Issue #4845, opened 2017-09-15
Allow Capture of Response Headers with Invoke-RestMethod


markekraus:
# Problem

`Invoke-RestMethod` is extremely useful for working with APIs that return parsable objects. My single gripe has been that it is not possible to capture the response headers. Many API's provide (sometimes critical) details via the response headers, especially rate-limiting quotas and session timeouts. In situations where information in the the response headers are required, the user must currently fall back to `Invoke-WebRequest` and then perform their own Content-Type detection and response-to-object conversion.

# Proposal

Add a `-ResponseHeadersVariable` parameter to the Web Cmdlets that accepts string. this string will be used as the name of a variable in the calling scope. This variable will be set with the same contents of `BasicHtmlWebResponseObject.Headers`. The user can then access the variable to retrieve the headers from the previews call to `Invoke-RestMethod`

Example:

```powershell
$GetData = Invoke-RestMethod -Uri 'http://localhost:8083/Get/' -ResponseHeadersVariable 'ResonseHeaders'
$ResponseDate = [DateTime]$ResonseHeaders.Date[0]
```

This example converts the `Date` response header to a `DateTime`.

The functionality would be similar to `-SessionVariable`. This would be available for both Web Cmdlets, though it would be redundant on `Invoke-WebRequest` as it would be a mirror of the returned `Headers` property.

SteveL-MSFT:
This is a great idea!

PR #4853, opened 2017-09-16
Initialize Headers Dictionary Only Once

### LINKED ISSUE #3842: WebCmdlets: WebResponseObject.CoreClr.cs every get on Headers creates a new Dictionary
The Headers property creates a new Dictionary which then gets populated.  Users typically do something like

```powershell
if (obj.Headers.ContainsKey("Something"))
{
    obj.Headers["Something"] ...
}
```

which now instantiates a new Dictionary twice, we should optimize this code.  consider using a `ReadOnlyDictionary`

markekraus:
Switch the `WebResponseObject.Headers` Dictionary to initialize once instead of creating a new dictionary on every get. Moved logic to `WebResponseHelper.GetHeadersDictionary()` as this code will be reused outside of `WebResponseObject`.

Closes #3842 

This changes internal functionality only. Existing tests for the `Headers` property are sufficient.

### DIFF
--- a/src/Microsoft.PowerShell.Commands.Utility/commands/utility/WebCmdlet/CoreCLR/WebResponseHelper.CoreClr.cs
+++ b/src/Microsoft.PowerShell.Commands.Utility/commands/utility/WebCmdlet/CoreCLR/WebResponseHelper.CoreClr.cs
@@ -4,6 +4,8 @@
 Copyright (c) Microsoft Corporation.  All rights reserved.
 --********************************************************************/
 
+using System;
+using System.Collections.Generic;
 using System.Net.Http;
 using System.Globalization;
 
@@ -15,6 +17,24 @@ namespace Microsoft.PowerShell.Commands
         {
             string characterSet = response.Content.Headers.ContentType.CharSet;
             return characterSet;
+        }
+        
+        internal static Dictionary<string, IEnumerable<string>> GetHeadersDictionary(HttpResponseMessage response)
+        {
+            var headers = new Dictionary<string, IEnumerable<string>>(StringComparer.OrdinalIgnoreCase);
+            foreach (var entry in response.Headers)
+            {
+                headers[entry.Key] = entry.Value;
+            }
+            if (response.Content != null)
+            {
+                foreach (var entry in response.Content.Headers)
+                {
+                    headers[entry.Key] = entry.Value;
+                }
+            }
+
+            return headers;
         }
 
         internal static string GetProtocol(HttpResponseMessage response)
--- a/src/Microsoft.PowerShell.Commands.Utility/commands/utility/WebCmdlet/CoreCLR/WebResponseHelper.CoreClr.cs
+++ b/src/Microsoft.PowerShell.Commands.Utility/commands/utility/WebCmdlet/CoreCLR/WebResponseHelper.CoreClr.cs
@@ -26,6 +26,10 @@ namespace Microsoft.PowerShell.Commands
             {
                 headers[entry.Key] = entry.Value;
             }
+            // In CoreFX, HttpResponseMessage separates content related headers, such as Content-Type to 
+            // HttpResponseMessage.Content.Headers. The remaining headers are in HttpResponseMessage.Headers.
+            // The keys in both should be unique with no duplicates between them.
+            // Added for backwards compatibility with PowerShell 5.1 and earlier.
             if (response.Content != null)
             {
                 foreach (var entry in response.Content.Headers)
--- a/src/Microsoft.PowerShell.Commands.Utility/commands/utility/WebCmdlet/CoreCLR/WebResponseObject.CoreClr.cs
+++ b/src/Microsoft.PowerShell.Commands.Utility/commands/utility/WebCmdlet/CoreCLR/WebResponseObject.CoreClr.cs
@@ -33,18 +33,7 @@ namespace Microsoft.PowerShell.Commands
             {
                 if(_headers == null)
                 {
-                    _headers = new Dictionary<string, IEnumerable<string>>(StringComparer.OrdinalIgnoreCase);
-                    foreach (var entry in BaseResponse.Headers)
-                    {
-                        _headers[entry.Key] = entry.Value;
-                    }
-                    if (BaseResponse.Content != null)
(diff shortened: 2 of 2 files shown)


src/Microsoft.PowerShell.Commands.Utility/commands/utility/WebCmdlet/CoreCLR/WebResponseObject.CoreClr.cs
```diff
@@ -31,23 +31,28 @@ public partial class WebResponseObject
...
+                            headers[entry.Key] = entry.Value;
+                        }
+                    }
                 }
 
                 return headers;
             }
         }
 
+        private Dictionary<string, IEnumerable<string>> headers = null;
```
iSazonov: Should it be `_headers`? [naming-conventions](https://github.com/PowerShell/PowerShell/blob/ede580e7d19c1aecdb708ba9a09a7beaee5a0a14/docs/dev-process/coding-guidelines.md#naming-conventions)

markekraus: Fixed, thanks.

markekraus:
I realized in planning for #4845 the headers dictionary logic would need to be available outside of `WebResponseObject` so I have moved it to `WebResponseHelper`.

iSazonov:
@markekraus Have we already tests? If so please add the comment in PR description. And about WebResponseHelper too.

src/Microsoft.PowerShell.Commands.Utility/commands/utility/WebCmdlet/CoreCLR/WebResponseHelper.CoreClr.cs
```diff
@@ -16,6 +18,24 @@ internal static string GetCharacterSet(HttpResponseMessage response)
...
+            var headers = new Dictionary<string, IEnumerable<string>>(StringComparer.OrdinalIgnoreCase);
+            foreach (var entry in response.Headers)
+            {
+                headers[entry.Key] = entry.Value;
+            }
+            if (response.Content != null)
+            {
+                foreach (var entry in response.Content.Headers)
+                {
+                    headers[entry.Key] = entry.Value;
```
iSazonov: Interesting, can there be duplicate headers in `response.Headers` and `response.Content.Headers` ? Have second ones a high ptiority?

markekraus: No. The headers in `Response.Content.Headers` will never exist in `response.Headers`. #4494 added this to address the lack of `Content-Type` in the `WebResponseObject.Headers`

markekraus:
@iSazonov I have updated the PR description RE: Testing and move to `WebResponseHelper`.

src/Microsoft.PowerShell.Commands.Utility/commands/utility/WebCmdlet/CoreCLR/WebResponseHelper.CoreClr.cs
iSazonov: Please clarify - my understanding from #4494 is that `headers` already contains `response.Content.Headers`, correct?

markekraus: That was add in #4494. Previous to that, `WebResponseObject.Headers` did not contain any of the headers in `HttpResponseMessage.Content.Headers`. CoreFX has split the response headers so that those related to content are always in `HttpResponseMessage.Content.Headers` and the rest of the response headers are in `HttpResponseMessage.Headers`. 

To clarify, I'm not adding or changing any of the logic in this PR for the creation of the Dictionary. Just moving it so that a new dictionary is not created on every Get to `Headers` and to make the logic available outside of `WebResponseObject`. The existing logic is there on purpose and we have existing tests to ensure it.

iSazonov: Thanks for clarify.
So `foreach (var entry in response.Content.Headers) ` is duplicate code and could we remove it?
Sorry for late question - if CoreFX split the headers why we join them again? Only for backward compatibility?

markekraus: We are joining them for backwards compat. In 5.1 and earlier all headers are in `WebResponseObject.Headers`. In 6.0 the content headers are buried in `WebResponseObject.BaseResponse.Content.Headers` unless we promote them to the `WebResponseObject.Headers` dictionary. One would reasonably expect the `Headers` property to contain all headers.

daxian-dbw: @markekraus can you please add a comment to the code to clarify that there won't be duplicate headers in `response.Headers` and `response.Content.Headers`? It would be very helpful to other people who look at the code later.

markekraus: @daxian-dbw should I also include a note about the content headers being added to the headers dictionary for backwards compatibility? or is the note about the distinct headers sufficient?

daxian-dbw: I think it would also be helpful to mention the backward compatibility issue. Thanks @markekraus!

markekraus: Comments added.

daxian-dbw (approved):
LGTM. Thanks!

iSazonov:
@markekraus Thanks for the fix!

+ + + + + + +

Write out only the lines from the one containing "markekraus: @daxian-dbw should" through the end of the listing above, exactly as they stand.

markekraus: @daxian-dbw should I also include a note about the content headers being added to the headers dictionary for backwards compatibility? or is the note about the distinct headers sufficient?

daxian-dbw: I think it would also be helpful to mention the backward compatibility issue. Thanks @markekraus!

markekraus: Comments added.

daxian-dbw (approved):
LGTM. Thanks!

iSazonov:
@markekraus Thanks for the fix!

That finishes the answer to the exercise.